The Company is a legal entity, separate and distinct from the Bank, which must provide its own liquidity to meet its operating needs. The Company's ongoing liquidity needs primarily include funding its operating expenses, paying cash dividends to its shareholders and, to a lesser extent, repurchasing its shares of common stock. The Company paid cash dividends to its shareholders totaling approximately $1.4 million and $1.3 million during the three months ended March 31, 2026 and 2025, respectively. A large portion of the Company's liquidity is obtained from the Bank in the form of dividends. The Bank declared $6.0 million and $0.0 million in dividends to the Company during the three months ended March 31, 2026 and 2025, respectively. At March 31, 2026 and December 31, 2025, the Company had cash and cash equivalents totaling $28.4 million and $25.5 million, respectively. Subject to declaration by the Company's Board of Directors, the Company expects to continue paying quarterly cash dividends as a part of its current capital allocation strategy. Future dividends will be subject to the determination, declaration and discretion of the Company's Board of Directors and compliance with applicable regulatory capital requirements.
On June 5, 2025, the Company announced that its Board of Directors approved a new common stock repurchase program under which the Company may repurchase up to $10.0 million of its common stock, which replaced the Company's prior common stock repurchase program. Pursuant to the repurchase program, management is given discretion to determine the number and pricing of the shares to be repurchased, as well as the timing of any such repurchases. The timing and total amount of stock repurchases will depend on market and other conditions and may be made from time to time in open market purchases or privately negotiated transactions. The program has no termination date, may be suspended or discontinued at any time and does not obligate the Company to acquire any amount of common stock. The Company repurchased 12,000 common shares under its repurchase programs during the first three months of 2026 at an average cost of $32.68 per share totaling $0.4 million. As of March 31, 2026, $8.0 million remained available for share repurchases pursuant to the Company's current repurchase program.

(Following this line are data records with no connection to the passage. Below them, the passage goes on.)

PR #43, opened 2017-11-09
Zero cost stack overflow protection, take 2

### LINKED ISSUE #34: (Zero cost) stack overflow protection

japaric:
This is one possible solution to the stack overflow problem described in #34. This approach uses a
linker wrapper, called [swap-ld], to generate the desired memory layout. See #34 for a description
of the desired memory layout and #41 for a description of how `swap-ld` works.

The observable effects of this change in cortex-m programs are:

- the `_sbss` symbol is now override-able.
- there is now a `.stack` linker section that denotes the span of the call stack. `.stack` won't be
  loaded into the program; it just exists for informative purposes (`swap-ld` uses this
  information).

Given the following program:

``` rust
fn main() {
    static mut X: u32 = 0;
    static mut Y: u32 = 1;

    loop {
        unsafe {
            ptr::write_volatile(&mut X, X + 1);
            ptr::write_volatile(&mut Y, Y + 1);
        }
    }
}
```

If you link this program using the `arm-none-eabi-ld` linker, which is the cortex-m-quickstart
default, you'll get the following memory layout:

``` console
$ console
section                                                                   size         addr
.vector_table                                                            0x130    0x8000000
.text                                                                     0x94    0x8000130
.rodata                                                                    0x0    0x80001c4
.stack                                                                  0x5000   0x20000000
.bss                                                                       0x4   0x20000000
.data                                                                      0x4   0x20000004
```

Note how the space reserved for the stack (depicted by the `.stack` linker section) overlaps with
the space where .bss and .data reside.

If you, instead, link this program using `swap-ld` you'll get the following memory layout:

``` console
$ arm-none-eabi-size -Ax app
section                                                                   size         addr
.vector_table                                                            0x130    0x8000000
.text                                                                     0x94    0x8000130
.rodata                                                                    0x0    0x80001c4
.stack                                                                   0x4ff8   0x20000000
.bss                                                                       0x4   0x20004ff8
.data                                                                      0x4   0x20004ffc
```

Note that no overlap exists in this case and that the call stack size has reduced to accommodate the
.bss and .data sections.

Unlike #41 the addresses of static variables is now correct:

``` console
$ arm-none-eabi-objdump -CD app
Disassembly of section .vector_table:

08000000 <_svector_table>:
 8000000:       20004ff8        strdcs  r4, [r0], -r8 ; initial Stack Pointer

08000004 <cortex_m_rt::RESET_VECTOR>:
 8000004:       08000131        stmdaeq r0, {r0, r4, r5, r8}

08000008 <EXCEPTIONS>:
 8000008:       080001bd        stmdaeq r0, {r0, r2, r3, r4, r5, r7, r8}
 (..)

Disassembly of section .stack:

20000000 <.stack>:
        ...

Disassembly of section .bss:

20004ff8 <cortex_m_quickstart::main::X>:
20004ff8:       00000000        andeq   r0, r0, r0

Disassembly of section .data:

20004ffc <_sdata>:
20004ffc:       00000001        andeq   r0, r0, r1
```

On June 24, 2025, the Company filed a universal shelf registration statement on Form S-3 with the Securities and Exchange Commission, which became effective on July 2, 2025. The shelf registration statement is intended to provide us with financial flexibility to raise capital from the offering of up to $150 million of any combination of common stock, preferred stock, debt securities, depositary shares, warrants, purchase contracts, purchase units, subscription rights and units in one or multiple offerings while the shelf registration statement is effective.
Capital Management
The Company and the Bank are subject to various regulatory capital requirements administered by federal and state banking agencies. Failure to meet minimum capital requirements can initiate certain mandatory, and possibly additional discretionary, actions by regulators that, if undertaken, could have a direct material effect on the Company's consolidated financial statements. Under capital adequacy guidelines, the Company and the Bank must meet specific capital guidelines that involve quantitative measures of assets, liabilities, and certain off-balance-sheet items as calculated under regulatory accounting practices. The capital amounts and classification of the Company and the Bank are subject to qualitative judgments by the regulators about components, risk-weightings, and other factors.
The Basel III regulatory capital reforms adopted by U.S. federal regulatory authorities (the "Basel III Capital Rules"), among other things, (i) establish the capital measure called "Common Equity Tier 1" ("CET1"), (ii) specify that Tier 1 capital consists of CET1 and "Additional Tier 1 Capital" instruments meeting stated requirements, (iii) require that most deductions/adjustments to regulatory capital measures be made to CET1 and not to other components of capital and (iv) define the scope of the deductions/adjustments to the capital measures.
Additionally, the Basel III Capital Rules require that the Company maintain a 2.50% capital conservation buffer with respect to each of CET1, Tier 1 and total capital to risk-weighted assets, which provides for capital levels that exceed the minimum risk-based capital adequacy requirements. A financial institution with a conservation buffer of less than the required amount is subject to limitations on capital distributions, including dividend payments and stock repurchases, and certain discretionary bonus payments to executive officers.
Quantitative measures established by regulation to ensure capital adequacy require the Company and the Bank to maintain minimum amounts and ratios of CET1, Tier 1 and total capital to risk-weighted assets, and of Tier 1 capital to average assets, each as defined in the regulations. Management believes, as of March 31, 2026, that the Company and the Bank meet all capital adequacy requirements to which they are subject.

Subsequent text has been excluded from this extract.